В это время поднялся маленький ветер, и крылья мельниц начали вращаться; видя это, Боб Смит бросается и нападает на первую попавшуюся мельницу; но в ту минуту, когда он, взведя курок кольта, прицелился в крыло мельницы, ветер повернул это последнее с такою силою, что оно разломало кольт Хомбре в куски и потащило за собою и Кобылу, и воина, который и покатился по земле в самом несчастном состоянии.
– Разрази меня гром! Сто тысяча чертей!!!– проржала Кобыла, – Не говорила ли я вашей милости, чтобы вы остерегались это делать, потому что это – просто ветряные мельницы, и только тот может сомневаться в этом, у кого такие же мельницы в голове.
– Молчи, – ответил Боб Смит, – дела войны более, чем какие-либо другие, подвержены постоянным превратностям; кроме того, по моему мнению, – и я в этом, кажется, не обманываюсь – это хитрый Акелла превратил пиратов в мельницы, чтобы лишить меня славы победы над ними – так непримирима его ненависть. Но, в конце концов, его проклятое искусство все-таки не победит силы моего меча.
– Да будет на то воля Веста, – отвечала Кобыла и, припомнив услышанную когда-то историю про подвиги одного идальго, спросила, - Значит мы совершили подвиг и все-таки разгромили пиратов?
- Безусловно, - с гордостью заявил Боб, - Любая война требует жертв и приносит потери. Но они компенсируются победой и престижным статусом. Оплакивать убытки, копить обиды,- что не взяли в бой, могут только те, кто не знает как наматывать портянки... Каждый из нас прошел этот путь и я тоже родился не в полном сете Хомбре...

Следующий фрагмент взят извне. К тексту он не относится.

PR #251, opened 2022-11-03
feat: dynamic footer links from cms

nikomakela:
PT-1566.

The missing pages are added to the staging and production environments of the Headless CMS. All the footer link items are now fetched from the headless CMS.

I needed to update some dependencies also because the Kultus failed to jest-test the new feature (and it's imports).

NOTE: Footer could have a test, but I couldn't get the mock provider to work. The test passes with longer timeout, but it renders the actual content from the headless cms, so I skipped the test and added a todo-comment.

image


nikomakela:
Was a bit bigger than 2 points and 1 hook 😂

melniiv (approved):

PR #258, opened 2022-12-21
feat: cookie consent implementation

melniiv:
### Closes :no_good_woman:

### DIFF
--- a/src/domain/cookieConsent/CookieConsent.tsx
+++ b/src/domain/cookieConsent/CookieConsent.tsx
@@ -56,18 +56,32 @@ const CookieConsent: React.FC<Props> = ({ appName, allowLanguageSwitch }) => {
                 expiration: t('common:consent.expiration.year'),
               },
               {
-                id: 'matomo',
-                name: '_pk*',
-                hostName: 'digia.fi',
-                description: t('common:consent.cookies.matomo'),
-                expiration: t('common:consent.expiration.days', { days: 393 }),
-              },
-              {
                 id: 'i18next',
                 name: 'i18next',
                 hostName: 'api.hel.fi',
                 description: t('common:consent.cookies.i18next'),
                 expiration: t('common:consent.expiration.session'),
+              },
+            ],
+          },
+        ],
+      },
+      optionalCookies: {
+        groups: [
+          {
+            title: t('common:consent.groups.matomo.title'),
+            text: t('common:consent.groups.matomo.text'),
+            expandAriaLabel: t('common:consent.groups.matomo.expandAriaLabel'),
+            checkboxAriaDescription: t(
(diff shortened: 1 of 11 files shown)


src/domain/cookieConsent/CookieConsent.tsx
```diff
@@ -0,0 +1,127 @@
...
+                id: 'servicemap_ga',
+                name: '_ga*',
+                hostName: 'palvelukartta.hel.fi',
+                description: t('common:consent.cookies.servicemap_ga'),
+                expiration: t('common:consent.expiration.session'),
+              },
+            ],
+          },
+        ],
+      },
```
nikomakela, line 112: Only thing I found related to Palvelukartta, is a 1 link that we create, but which is also handled as an external link that opens the target in a new tab. I don't think we need to have an optional cookie option for that, do we? Because we are already indicating that it's opening in a different site. If it is clear enough, that I don't know. Anyway, we don't even have feature that would be triggered from the selection. Should the link be hidden if the cookie consent is not accepted?

nikomakela (commented):
Looks good! I tested that 
- the cookie consent is not shown when it's accepted in another City of Helsinki site like Events ✅ 
- the language change effects on the cookie consent too ✅ 
- the cookie consent appears until user has reacted to it ✅ 

I would just remove (or comment out or add a feature flag or something to) the Palvelutarjotin optional cookie section, because we are not using the Palvelukartta cookie anywhere - we are just creating an external link to the Palvelukartta. However, it might be that we need the Palvelukartta in near future.
image

src/domain/cookieConsent/CookieConsent.tsx
nikomakela: The places menu is actually using the Palvelukartta through the Unified-Search, but it's still not using it's cookies.

melniiv: yes, fixed

nikomakela (approved):

melniiv:
moved matomo to optional cookies (based on new spex), updated translations, fixed tests.

src/domain/matomo/Matomo.tsx
```diff
@@ -34,15 +35,29 @@ function Matomo({ children }: { children: React.ReactNode }): JSX.Element {
...
   // Track page changes when pathnname changes
   useEffect(() => {
+    const getConsentStatus = (cookieId: string) => {
+      const consents = getAllConsents();
+      return consents[cookieId];
+    };
+
+    //if enabled, should be callled before each trackPage instruction
+    if (getConsentStatus('matomo')) {
+      console.log(123);
```
nikomakela, line 51: console statement

nikomakela (approved):
Approvable when the console statement is removed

- Тогда произведите меня в ранг Почетных кобыл Гвардейского корпуса!, - в нетерпении потребовала Кобыла.
- А готова ли ты, если в бою потребуется погибнуть, не покидать своего места, и сделать это без стонов и упреков, как настоящий солдат?, - в задумчивости спросил Боб, - Готова ли ты учиться воевать без шустрых рассуждений, упреков и жалоб и стоять в строю со всеми и никогда не позорить себя слезами горечи личных обид?
- Да! Да! Да!- , троекратно крикнула Кобыла и неуклюже взяла на караул, почувствовав себя настоящей Гвардейской лошадью.
- Тогда Властью, данной мне Гвардией, отныне нарекаю и зачисляю тебя, Сивую Кобылу, в ряды Гвардейских коней! В честь нашей победы не хочешь ли ты сменить свое имя на более героическое и знаменательное?
- Да, - с восторгом произнесла Кобыла, - Прошу с этой минуты называть меня в честь коня такого же героического воина с ветряными мельницами, как и вы - Росинантом! С этим именем я надеюсь совершить такие подвиги, что вы почтете себя счастливым, удостоившись быть свидетелем и очевидцем чудес, которым впоследствии весь мир поверит с трудом.
- Да будет так, - сказал Боб, - А я, в свою очередь, опишу все наши совместные подвиги и поведаю о них всему великому миру Индианы.
Прошло время, идальго наш с головой ушел в повествование своих подвигов, и сидел он над написанием с утра до ночи и с ночи до утра;
и вот оттого, что он мало спал и много писал, мозг у него стал иссыхать, так что в конце концов он и вовсе потерял рассудок...
С любовью и со всем моем уважением к творчеству и произведению Мигеля де Сервантеса Сааведры «Дон Кихот Ламанчский.»